>>>

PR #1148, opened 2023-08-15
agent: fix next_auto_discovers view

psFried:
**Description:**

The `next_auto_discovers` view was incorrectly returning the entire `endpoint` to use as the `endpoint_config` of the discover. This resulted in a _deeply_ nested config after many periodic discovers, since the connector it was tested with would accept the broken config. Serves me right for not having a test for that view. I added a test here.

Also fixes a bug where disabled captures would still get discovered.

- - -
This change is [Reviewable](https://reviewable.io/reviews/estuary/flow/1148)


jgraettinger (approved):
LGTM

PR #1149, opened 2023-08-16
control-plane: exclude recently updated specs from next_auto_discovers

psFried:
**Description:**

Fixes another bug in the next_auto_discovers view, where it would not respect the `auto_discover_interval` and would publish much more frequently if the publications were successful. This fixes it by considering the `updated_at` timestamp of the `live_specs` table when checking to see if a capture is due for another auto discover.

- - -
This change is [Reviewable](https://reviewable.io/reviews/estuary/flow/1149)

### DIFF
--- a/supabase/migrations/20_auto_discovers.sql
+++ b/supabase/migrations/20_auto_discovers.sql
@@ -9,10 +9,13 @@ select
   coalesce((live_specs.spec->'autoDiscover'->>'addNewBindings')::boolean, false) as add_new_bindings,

<<<

▸ THE TASK:
If a line in the records has the word "estuary", copy that line.

▸ TASK RESPONSE:
This change is [Reviewable](https://reviewable.io/reviews/estuary/flow/1148)
This change is [Reviewable](https://reviewable.io/reviews/estuary/flow/1149)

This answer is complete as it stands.